**EXERCISE PROMPT**
Lift out each line of the data that holds "setuptools".

Saved data entries:
Issue #580, opened 2020-02-07
Videos not copying when creating project with GUI


backyardbiomech:
**Describe the bug**
At least on macOS Catalina, when creating a new project, selecting one or multiple videos and choosing to copy videos leads to a project without copied videos, just linked videos. Copying works as expected in the same env on the command line.

**To Reproduce**
1. Launch gui
2. enter project name and experimenter
3. Load a video or several
3. check the "do you want to copy the videos" box
4. Check the Yes radio button
5. Click ok

**Expected behavior**
Full video files in the videos folder, and proper paths in config.yaml

**Desktop (please complete the following information about your system):**
 - OS: macOS 10.15.2
 - DeepLabCut Version 2.1.5

**Additional context**
lines 104-105

Is this it on lines 104-105 of create_new_project.py? Yes and no are reversed?

```
        self.yes = wx.RadioButton( self, -1, "No", style = wx.RB_GROUP)
        self.no = wx.RadioButton( self, -1, "Yes")
```

PR #583, opened 2020-02-09
fixed GUI copy vids not copying

backyardbiomech:
Fixes issue  #580 

GUI copy videos radio buttons were not bound to the function that set self.copy, and when bound it was passing the radio button label ("Yes", "No") rather than True/False.

The GUI checkbox was also not Enabling/Disabling the radio buttons completely. 

This pull request fixes the binding and enabling, and changes the booleans in new.py to also accept "Yes" and "No".


MMathisLab:
This conflicted with #584 (seems we wrote the patch at the same time, apologies!)

PR #645, opened 2020-04-02
Fix dependency hell issue with moviepy/NumPy.

### LINKED ISSUE #644: If NumPy is locked to v. 1.16, moviepy should be locked to 1.0.1 or less to avoid dependency hell.
**Describe the bug**
Within _setup.py_ [here](https://github.com/AlexEMG/DeepLabCut/blob/master/setup.py#L30), NumPy is locked to version 1.16.4.  The latest release of moviepy (1.0.2), however, requires a version of NumPy greater than or equal to 1.17.3 (see [here](https://github.com/Zulko/moviepy/blob/master/setup.py#L75)).  This causes a dependency hell issue.  moviepy 1.0.1 does not mandate a specific version of numpy (see [here](https://github.com/Zulko/moviepy/blob/v1.0.1/setup.py#L70)).  Proposed fix would be to lock moviepy at version <= 1.0.1 in _setup.py_.

**To Reproduce**

```
(foo) [jsp2205@ax08 ~]$ pip install deeplabcut
Collecting deeplabcut
...
moviepy 1.0.2 has requirement numpy>=1.17.3; python_version != "2.7", but you'll have numpy 1.16.4 which is incompatible.
Installing collected packages: proglog, numpy, imageio-ffmpeg, moviepy, intel-openmp, tabulate, msgpack-numpy, termcolor, tensorpack, opencv-python, Shapely, imgaug, ruamel.yaml.clib, ruamel.yaml, easydict, deeplabcut, mock
```

jpellman:
Minor code change that should fix https://github.com/AlexEMG/DeepLabCut/issues/644 (issue where different mutually exclusive numpy versions are requested by deeplabcut and the latest version of moviepy (1.0.2).

### DIFF
--- a/setup.py
+++ b/setup.py
@@ -27,7 +27,7 @@ setuptools.setup(
     install_requires=['certifi','chardet','click','easydict',
                       'h5py~=2.7','intel-openmp','imgaug',
                       'ipython','ipython-genutils',
-                      'matplotlib==3.0.3','moviepy','numpy==1.16.4','opencv-python~=3.4',
+                      'matplotlib==3.0.3','moviepy<=1.0.1','numpy==1.16.4','opencv-python~=3.4',
                       'pandas','patsy','python-dateutil','pyyaml>=5.1','requests',
                       'ruamel.yaml~=0.15','setuptools','scikit-image','scikit-learn',
                       'scipy','six','statsmodels','tables',


AlexEMG:
Fair enough, note that moviepy is anyway only used, if there a video doesn't play well with OpenCV (which is very rare).

Issue #646, opened 2020-04-03
"specify the shuffle" using the GUI unable shuffle 0


Shachafbe:
**Describe the bug**
After using the compare models (on 3 models:resnet_50, resnet_101,mobilenet_v2_1.0 ), the shuffle given to resnet_50 was zero.
In the next tracking steps, as in analyze videos or extract outlier frames, when I changed the shuffle to zero it immediately changed it to 1 as the minimum possible number is 1. 

**To Reproduce**
1. Use the GUI
2. Create a training set with 3 models to compare. 
3. Try to analyze video with shuffle 0 using the GUI

**Desktop (please complete the following information about your system):**
 - OS: windows 10
 - DeepLabCut Version '2.1.6.2'

Many thanks in advance,
Shachaf.

MMathisLab:
it does seem in Windows it defaults to "0" whereas in MacOS and Linux it starts at 1. We can change the GUI such that you can analyze videos with shuffle=0; n the future we should modify this behavior so that it is the same across OS. @jeylau - thanks for the note, @Shachafbe.

AlexEMG:
Fixed with #647

PR #647, opened 2020-04-03
Shuffle 0 patch1

MMathisLab:
fix for #646 - if shuffle 0 was used to create training set, allow for 0 to be used in subsequent GUI options.


AlexEMG (changes requested):
Changed one more range to 0 as well. Does that make sense?

AlexEMG (approved):

PR #649, opened 2020-04-08
Export module

gkane26:
### changes:
- adds export.py to deeplabcut/pose_estimation_tensorflow
  - includes export_model function, along with some helpers
    - exports pose_cfg.yaml, checkpoint, and pb files for a specified model
- adds import for export_model function (from deeplabcut import export_model)
- adds export_model to cli.py for command line interface to export_model function

### To Do
- currently copies pose_cfg.yaml file for the exported model. Maybe add additional information or change to deploy_cfg or export_cfg?


MMathisLab:
perhaps it should specify which snapshot to package, i.e. minimally grab the snapshot from the config.yaml?

gkane26:
just added snapshotindex as a parameter to the export_model function and updated export_model in the helper function docs. If provided it will overwrite the snapshotindex in config.yaml. If not provided it will use the specified snapshotindex. If snapshotindex == 'all', it uses snapshotindex = -1

MMathisLab (approved):
verified functionality.

PR #688, opened 2020-05-16
Fast image loading/writing from labeled data

AlexEMG:


AlexEMG:
Solves https://github.com/AlexEMG/DeepLabCut/issues/652

PR #689, opened 2020-05-16
Bodypart ordering

AlexEMG:
Related to https://github.com/AlexEMG/DeepLabCut/issues/684 and https://forum.image.sc/t/label-mismatch-between-plotted-labeled-frames-and-plotted-evaluation-results/37777


AlexEMG:
Note: https://pandas.pydata.org/pandas-docs/stable/reference/api/pandas.concat.html Sort non-concatenation axis if it is not already aligned when join is ‘outer’. This has no effect when join='inner', which already preserves the order of the non-concatenation axis.

Changed in pandas version 1.0.0: Changed to not sort by default. [Users should use at least pandas 1.0.0]

PR #709, opened 2020-05-27
Save individual maps rather than a grid of them

jeylau:


MMathisLab:
I think this is worth finishing, i.e. so each image can get a map, vs. subplots :)

jeylau:
@MMathisLab, let me know if the output looks better to you 😃!

MMathisLab:
looks very nice! The `scoremaps` and `LocRef` looks good; `PAFs`
 seem to be all separate images; maybe same image but different colors vs. 50 images if 50 PAFs? i.e. only 1 is shown as in this screencap

Screen Shot 2020-07-15 at 7 25 04 PM

jeylau:
I tried plotting all graphs on the same image, but they overlap each other (which makes it unreadable even with different colors). I could add a keyword to let the user select either that behavior or the frame-by-frame fields, if that sounds good. Anyway, don't you think this function makes sense for only a subset of bodyparts?

AlexEMG (approved):
Perfectamente!

PR #714, opened 2020-05-29
Cleaner imports

AlexEMG:


AlexEMG:
Passes linux/windows/osx tests; but 3D script @jeylau

MMathisLab:
looks great to me. @AlexEMG I think you found a few liltte GUI things, and once those are added PR ✅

**RESULT FOR THIS EXERCISE**
@@ -27,7 +27,7 @@ setuptools.setup(
                       'ruamel.yaml~=0.15','setuptools','scikit-image','scikit-learn',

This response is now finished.